Fishing yaks - My opinion, definitely a Sit On Top (SOT) type.

If fishing protected waters, I'd get a 10' minimum. I just bought a Pelican Strike SOT for $200, 1/2-price, and the former owner has it all rigged for fishing. It is reasonably lightweight (< 60-pounds) and car tops easily. 

Rigging - Skies the limit, but online searches will help you!


----------



## Caleb7mm (Jul 14, 2018)

I run a 12’ tarpon 120 that I rigged for fishing. If I had to do it over I would probably get a 10’ to save some weight. 

My .02


----------



## DaleH (Jul 14, 2018)

Caleb7mm said:


> I run a 12’ tarpon 120 that I rigged for fishing.
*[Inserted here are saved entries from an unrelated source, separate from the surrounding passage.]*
PR #645, opened 2021-04-30
capstone-disassemble: Remove requirement for gdb to be running

daniellimws:
## capstone-disassemble: Remove requirement for gdb to be running ##

Remove the need for the program to be running to get the disassembly with `cs`.

Before pushing to dev, I want to make sure if there's something I missed.

### DIFF
--- a/gef.py
+++ b/gef.py
@@ -6448,7 +6448,6 @@ class CapstoneDisassembleCommand(GenericCommand):
         super().__init__(complete=gdb.COMPLETE_LOCATION)
         return
 
-    @only_if_gdb_running
     def do_invoke(self, argv):
         location = None
         show_opcodes = False


Grazfather:
This should be tested pretty thoroughly. I believe we add that because we need `current_arch` to be set and the error isn't helpful otherwise.

daniellimws:
I ran into an error. Turns out it wouldn't work because this reads the instructions from memory, but memory isn't mapped yet. 

```
gef➤  cs main
[!] Command 'capstone-disassemble' failed to execute properly, reason: argument 1: <class 'TypeError'>: wrong type
```

I do hope to use this without running an extra command to run the program though, nicer output than `x/i`. I'll leave this PR open and fix the things needed to make this work without errors.

Grazfather:
if memory isn't mapped yet, what do you want to run it against? Against the binary? that sounds like a separate command (or tool, to be honest). This is moving from debugger territory to static analysis.

hugsy:
As @Grazfather without GDB running, we cannot determine accurately the environment which makes the (intended) simple immediately a lot more complex but not impossible if you really want to. For the memory mapping, you can do what GDB does and use the ELF .text section base, but it seems a lot of work for little profit here. Happy for you to try though 😄

daniellimws:
Actually I just wanted simple usage like `cs main` or with an offset, e.g. `cs main+15`.

```
gef➤  x/5i main+15
   0x555555554673 <main+15>:	mov    eax,DWORD PTR [rbp-0x8]
   0x555555554676 <main+18>:	mov    edi,eax
   0x555555554678 <main+20>:	call   0x55555555463a <goo>
   0x55555555467d <main+25>:	mov    DWORD PTR [rbp-0x4],eax
   0x555555554680 <main+28>:	cmp    DWORD PTR [rbp-0x4],0x539
```

vs

```
gef➤  cs main+15
[!] Command 'capstone-disassemble' failed to execute properly, reason: argument 1: <class 'TypeError'>: wrong type
```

If I had to do it over I would probably get a 10’ to save some weight.


I use a 10’ in freshwater and a minimum of 12’ in saltwater, just in of waves/chop.


----------



## lovedr79 (Jul 14, 2018)

I want a 10'. Will be used in rivers and lakes. I have been reading reviews, asking people who yak fish what they do and dont like. Been reading up on yak fishing. Will probably end up waiting til end of summer to buy one, unless I find a deal on craigslist or Facebook marketplace


----------



## Jim (Jul 15, 2018)

Get one with a good seat, seriously save and spend a little more for one with a good comfortable seat. Your back and legs will thank you!


----------



## Billinthedesert (Jul 15, 2018)

lovedr79, I have had three fishing kayaks. I started out with an Ocean Kayak Trident sit-on-top. It was a good kayak for teaching stability skills, it was fairly easy to handle, and it tracked and glided very nicely. I then went to a Santa Cruz Raptor SOT. This was a very stable fishing platform and an unusual design out of California. It was however, pretty bulky to manhandle. My last yak was a Hobie Outback. I had high hopes for this boat because of the Mirage Drive and the superior seat. I have had two lower back surgeries and a truly comfortable and supportive seat had become a critical factor. It was not to be, because that Hobie was just so bloody heavy, especially when you put a little gear on it/in it.
I am yakless right now, but if I get another, I am looking hard at the new Pelican Catch 100, a 10-foot boat with lots of stability and a very good seating system. It is relatively lightweight, and retails for $650. Good luck. It is just a hoot to catch fish from these little boats.
And by the way, if you need a bed extender for your truck to handle your kayak, this one works great.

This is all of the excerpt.